● **TO DO**
Look through the entries below and return all lines including the word "example".

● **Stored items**
=== Begin Enclosure ===

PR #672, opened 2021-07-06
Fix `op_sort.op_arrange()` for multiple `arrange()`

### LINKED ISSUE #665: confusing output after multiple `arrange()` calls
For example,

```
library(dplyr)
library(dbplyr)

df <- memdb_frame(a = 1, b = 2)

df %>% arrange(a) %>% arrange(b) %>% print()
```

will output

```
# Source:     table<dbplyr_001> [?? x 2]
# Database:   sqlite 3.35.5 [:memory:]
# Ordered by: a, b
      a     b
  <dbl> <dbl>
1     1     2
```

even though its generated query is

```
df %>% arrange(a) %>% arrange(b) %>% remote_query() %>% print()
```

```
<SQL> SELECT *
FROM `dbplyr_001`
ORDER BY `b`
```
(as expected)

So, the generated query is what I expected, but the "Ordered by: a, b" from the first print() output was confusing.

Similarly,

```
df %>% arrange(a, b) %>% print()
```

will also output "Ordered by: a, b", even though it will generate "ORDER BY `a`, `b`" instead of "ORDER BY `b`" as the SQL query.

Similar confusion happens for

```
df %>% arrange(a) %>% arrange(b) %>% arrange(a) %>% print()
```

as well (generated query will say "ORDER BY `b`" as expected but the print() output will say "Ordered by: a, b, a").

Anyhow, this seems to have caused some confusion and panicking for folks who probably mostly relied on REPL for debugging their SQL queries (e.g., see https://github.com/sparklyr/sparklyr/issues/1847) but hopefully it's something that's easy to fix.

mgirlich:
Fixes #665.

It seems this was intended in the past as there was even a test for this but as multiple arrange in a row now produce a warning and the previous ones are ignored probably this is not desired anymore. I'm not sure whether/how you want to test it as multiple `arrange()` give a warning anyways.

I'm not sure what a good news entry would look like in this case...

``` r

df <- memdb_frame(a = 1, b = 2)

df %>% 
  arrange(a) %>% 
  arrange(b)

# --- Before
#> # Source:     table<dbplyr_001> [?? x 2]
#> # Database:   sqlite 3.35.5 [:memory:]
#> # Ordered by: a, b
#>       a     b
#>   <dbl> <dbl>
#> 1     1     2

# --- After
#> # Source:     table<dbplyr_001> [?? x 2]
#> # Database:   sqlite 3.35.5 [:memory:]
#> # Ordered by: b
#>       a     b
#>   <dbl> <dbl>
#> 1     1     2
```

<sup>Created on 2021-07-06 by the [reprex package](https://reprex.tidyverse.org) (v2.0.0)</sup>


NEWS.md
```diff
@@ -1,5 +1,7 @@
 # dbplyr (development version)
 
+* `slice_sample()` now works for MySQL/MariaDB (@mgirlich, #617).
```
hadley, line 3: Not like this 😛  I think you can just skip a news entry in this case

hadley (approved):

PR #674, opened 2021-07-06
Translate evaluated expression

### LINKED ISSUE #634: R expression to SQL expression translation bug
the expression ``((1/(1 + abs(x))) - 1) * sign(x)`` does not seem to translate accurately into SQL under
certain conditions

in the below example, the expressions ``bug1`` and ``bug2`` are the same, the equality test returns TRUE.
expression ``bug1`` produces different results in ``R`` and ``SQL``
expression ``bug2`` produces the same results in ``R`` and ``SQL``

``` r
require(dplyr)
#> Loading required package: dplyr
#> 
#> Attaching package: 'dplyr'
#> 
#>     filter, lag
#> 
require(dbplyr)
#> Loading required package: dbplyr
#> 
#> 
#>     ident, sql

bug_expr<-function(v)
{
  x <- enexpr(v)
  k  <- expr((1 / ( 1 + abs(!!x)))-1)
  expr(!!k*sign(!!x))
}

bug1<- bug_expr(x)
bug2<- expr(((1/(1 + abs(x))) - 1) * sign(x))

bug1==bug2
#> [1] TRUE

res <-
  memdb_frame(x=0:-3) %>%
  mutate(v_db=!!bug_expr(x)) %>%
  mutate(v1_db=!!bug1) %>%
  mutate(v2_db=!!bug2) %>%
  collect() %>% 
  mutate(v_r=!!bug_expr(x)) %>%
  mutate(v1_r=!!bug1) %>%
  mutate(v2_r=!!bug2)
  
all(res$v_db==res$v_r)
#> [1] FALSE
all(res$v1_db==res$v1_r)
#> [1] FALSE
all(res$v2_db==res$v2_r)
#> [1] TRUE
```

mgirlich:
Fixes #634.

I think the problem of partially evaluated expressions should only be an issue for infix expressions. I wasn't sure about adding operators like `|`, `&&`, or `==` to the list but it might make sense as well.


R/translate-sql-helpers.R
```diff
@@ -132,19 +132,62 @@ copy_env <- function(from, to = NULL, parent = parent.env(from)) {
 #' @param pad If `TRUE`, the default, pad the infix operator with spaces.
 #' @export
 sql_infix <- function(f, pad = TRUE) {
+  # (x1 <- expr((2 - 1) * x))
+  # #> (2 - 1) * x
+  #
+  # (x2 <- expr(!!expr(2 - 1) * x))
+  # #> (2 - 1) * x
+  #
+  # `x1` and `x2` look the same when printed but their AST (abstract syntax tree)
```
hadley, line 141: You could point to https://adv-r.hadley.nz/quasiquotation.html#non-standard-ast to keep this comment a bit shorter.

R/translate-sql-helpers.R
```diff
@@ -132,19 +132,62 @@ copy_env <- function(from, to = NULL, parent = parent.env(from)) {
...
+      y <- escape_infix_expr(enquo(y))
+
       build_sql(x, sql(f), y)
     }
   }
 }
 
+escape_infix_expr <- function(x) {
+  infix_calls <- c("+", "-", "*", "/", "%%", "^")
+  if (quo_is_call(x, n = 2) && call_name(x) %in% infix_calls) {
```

=== End Enclosure ===
=== Begin Enclosure ===

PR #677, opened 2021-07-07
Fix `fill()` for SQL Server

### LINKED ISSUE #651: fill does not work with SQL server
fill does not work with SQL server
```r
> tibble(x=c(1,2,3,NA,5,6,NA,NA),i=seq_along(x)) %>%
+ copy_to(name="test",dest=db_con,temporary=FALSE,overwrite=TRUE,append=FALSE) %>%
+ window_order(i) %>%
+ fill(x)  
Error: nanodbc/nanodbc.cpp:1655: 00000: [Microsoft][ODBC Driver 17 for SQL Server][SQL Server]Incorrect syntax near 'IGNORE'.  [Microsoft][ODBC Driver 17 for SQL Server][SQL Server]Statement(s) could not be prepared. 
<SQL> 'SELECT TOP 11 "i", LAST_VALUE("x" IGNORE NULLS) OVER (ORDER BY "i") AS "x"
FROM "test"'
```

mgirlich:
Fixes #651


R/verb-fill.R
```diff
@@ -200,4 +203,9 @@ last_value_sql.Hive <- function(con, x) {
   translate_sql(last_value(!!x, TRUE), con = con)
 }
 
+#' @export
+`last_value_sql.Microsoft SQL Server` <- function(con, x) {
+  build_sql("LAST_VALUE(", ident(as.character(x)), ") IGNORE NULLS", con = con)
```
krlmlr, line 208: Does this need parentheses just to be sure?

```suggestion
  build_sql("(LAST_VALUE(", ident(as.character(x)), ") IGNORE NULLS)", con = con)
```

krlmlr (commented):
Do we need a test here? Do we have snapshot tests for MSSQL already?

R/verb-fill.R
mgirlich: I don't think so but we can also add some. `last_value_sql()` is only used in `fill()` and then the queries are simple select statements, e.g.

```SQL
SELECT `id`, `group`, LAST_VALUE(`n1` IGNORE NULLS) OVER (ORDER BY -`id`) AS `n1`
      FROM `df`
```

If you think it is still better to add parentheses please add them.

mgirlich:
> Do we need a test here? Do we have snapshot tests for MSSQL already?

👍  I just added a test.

=== End Enclosure ===

● **TASK SOLUTION**
For example,
in the below example, the expressions ``bug1`` and ``bug2`` are the same, the equality test returns TRUE.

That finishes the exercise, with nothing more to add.